On-camera ballgame betrothals were popularized by celebrities and prominent online presences. In 2013, influential rapper
and record producer Kanye West secured his girlfriend at the time, reality television star and fashion designer Kim Kardashian, by proposing to her at the San Francisco Giants’ AT&T Park, in California. YouTube channel The Sporting Maniac, which boasts 58.7 thousand subscribers, has a whole video on its page dedicated to espousals that occurred in the middle of Major League Baseball, or MLB games.

Because the stakes surrounding them are so high, publicized proposals are not usually regarded as viable. In reality, they are widely accessible. They are by no means limited to MLB stadiums; lesser-known sites have also been known to promote them. Indeed, in Birmingham, Alabama, Regions Field encourages its amorous occupants to express themselves on its big screens. Located in the city’s Southside area, the frequently-visited field serves as the home of the Birmingham Barons, who began operating out of it roughly thirty years ago.

Regions Field lets interested parties take a variety of approaches to their matrimonial movements, given they contact the location’s event manager prior to the start of the season during which they are to take place.
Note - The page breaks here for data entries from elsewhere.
PR #509, opened 2024-06-05
replayio: really remove all recordings

hbenl:
While working on PRO-572 I noticed that recordings without a URL are not removed by `replayio remove --all`. The reason is that these are considered to be empty recordings, so `getRecordings()` will filter them out and the current implementation of `replayio remove --all` doesn't remove recordings that were filtered out by `getRecodings()`.

### DIFF
--- a/packages/replayio/src/commands/remove.ts
+++ b/packages/replayio/src/commands/remove.ts
@@ -3,7 +3,7 @@ import { exitProcess } from "../utils/exitProcess";
 import { findRecordingsWithShortIds } from "../utils/recordings/findRecordingsWithShortIds";
 import { getRecordings } from "../utils/recordings/getRecordings";
 import { printRecordings } from "../utils/recordings/printRecordings";
-import { removeFromDisk } from "../utils/recordings/removeFromDisk";
+import { removeAllFromDisk, removeFromDisk } from "../utils/recordings/removeFromDisk";
 import { selectRecordings } from "../utils/recordings/selectRecordings";
 import { LocalRecording } from "../utils/recordings/types";
 import { dim } from "../utils/theme";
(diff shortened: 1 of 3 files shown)


packages/replayio/src/commands/remove.ts
```diff
@@ -15,6 +15,10 @@ registerCommand("remove")
   .action(remove);
 
 async function remove(shortIds: string[], { all = false }: { all?: boolean }) {
+  if (all) {
+    removeFromDisk();
```
Andarist, line 19: nit: it's not particularly clear what this function does when it doesn't receive any argument. I'd suggest splitting its implementation into two functions, one would require the recording id and the other one would be called smth like `removeAllRecordings`

packages/replayio/src/commands/remove.ts
```diff
@@ -15,6 +15,10 @@ registerCommand("remove")
   .action(remove);
 
 async function remove(shortIds: string[], { all = false }: { all?: boolean }) {
+  if (all) {
+    removeAllFromDisk();
+  }
```
Andarist, line 20: This now gets called prematurely in the sense that it leads to a weird experience. It removes everything from the disk, then reads the recordings log and since there is no recording log at this point this function logs "No recordings found". I think this should be fine-tuned.

Previously we were printing a list of everything that was removed. I'm on the fence when it comes to how useful that was. On one hand the user was notified about what was removed, on the other hand... they really couldn't quite act on it anyhow as far as I know. Printing a potentially huge table of redundant data doesn't seem that useful so perhaps a simple confirmation of what just happened would be enough here

Andarist:
please don't forget to add a user-friendly changeset :) You can do it either by invoking `yarn changeset` or by clicking the link in the bot's comment [here](https://github.com/replayio/replay-cli/pull/509#issuecomment-2149426817)

packages/replayio/src/commands/remove.ts
hbenl: > It removes everything from the disk, then reads the recordings log and since there is no recording log at this point this function logs "No recordings found"

D'oh!

bvaughn (approved):

PR #511, opened 2024-06-05
replayio: sort recording log entries

hbenl:
We can't rely on the ordering of recording log entries, the runtimes sometimes write the `createRecording` entry after another entry for the same recording, which confuses `getRecordings()`.


bvaughn (approved):
> the runtimes sometimes write the createRecording entry after another entry for the same recording, which confuses getRecordings().

:(

PR #513, opened 2024-06-06
Use branch name as an explicit run title for local runs

Andarist:


packages/replay/src/metadata/source.ts
Andarist, line 1: no changes here, it's just require->import + a TS type fix

packages/test-utils/src/reporter.ts
```diff
@@ -187,6 +188,28 @@ export class ReporterError extends Error {
   }
 }
 
+function getFallbackRunTitle() {
+  // for CI runs we don't want to set an explicit title
+  // dashboard is meant to use the commit/PR information retrieved on CI
+  if (process.env.CI) {
```
Andarist, line 194: we could use `ci-info` package to improve this check. `CI` should be set by GitHub Actions and a couple of other vendors though

packages/test-utils/src/reporter.ts
```diff
@@ -187,6 +188,28 @@ export class ReporterError extends Error {
...
+    return;
+  }
+
+  let gitChild;
+
+  try {
+    gitChild = spawnSync("git", ["rev-parse", "--abbrev-ref", "HEAD"]);
```
Andarist, line 201: I'm not super fond of doing this in this package. I started adding this to the source metadata but it also didn't feel right. I concluded this isn't really part of what we call source here. That shape can be rechecked here:
https://github.com/replayio/replay-cli/blob/cdb96e8259d27ec3792b5e05478232b985b3f3b1/packages/replay/src/metadata/source.ts#L235-329

Also, since this is configurable using `config.runTitle` it also didn't fit well into how `sourceMetadata` gets initialized. We also had this `this.runTitle` computed synchronously when the source metadata is computed asynchronously

packages/test-utils/src/reporter.ts
```diff
@@ -187,6 +188,28 @@ export class ReporterError extends Error {
...
+  } catch {
+    return;
+  }
+
+  if (gitChild.status !== 0) {
+    return;
+  }
+
+  return `(local) ${gitChild.stdout.toString().trim()}`;
```
bvaughn, line 210:
```suggestion
  return `(local) ${gitChild.stdout.toString().trim()} branch`;
```

bvaughn (approved):

PR #514, opened 2024-06-06
Add an observability package with Grafana 

miriambudayr:


examples/create-react-app-typescript/package.json
```diff
@@ -5,6 +5,7 @@
     "@playwright/test": "^1.40.1",
     "@replayio/playwright": "workspace:^",
     "@replayio/replay": "workspace:^",
+    "@replayio/telemetry-node": "workspace:^",
```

Admittedly, its freedoms are slightly restricted by the coronavirus pandemic at the moment. For instance, the park presently blocks individuals from stepping foot on its grounds if its athletes are on the premises, for its executives wish to stifle the spread of COVID cases on its domain as much as they can. Their rule dictating who can and can not traverse its turf is one of several examples of the virus-oriented obstacles they face as managers of the lot. Yet notwithstanding the challenges they are handling, these office workers are now deliberating with potential proposers to devise their ideal scenarios.

A highly sought-after proposal they help coordinate is one that is somehow incorporated into a match’s ceremonial first pitch. Traditionally, the celebrated first pitch is thrown by a guest of honor. It quiets the crowd’s pregame bustling, and it signifies the start of the occasion at hand. In the past, at MLB games, the guests of honor have been U.S. presidents and important political figures. Today, at the Barons’s stadium, the first pitch is subject to be performed by a prospective proposer who, in lieu of an actual throw, might get down on one knee and produce an engagement ring to his or her fiancé-to-be.

Of course, another equally grandiose stadium proposal that is doable at Regions Field occurs on its ‘kiss cam’, the camera that scans its rows of seats for couples and prompts them to embrace, displaying their image on the Jumbotron.

It is up to future matrimonial matches to determine their autonomous views on the contested Jumbotron proposal. As a rule, so long as they are happy, they should feel free to be as flamboyant as they want in their affairs. To each their own, after all.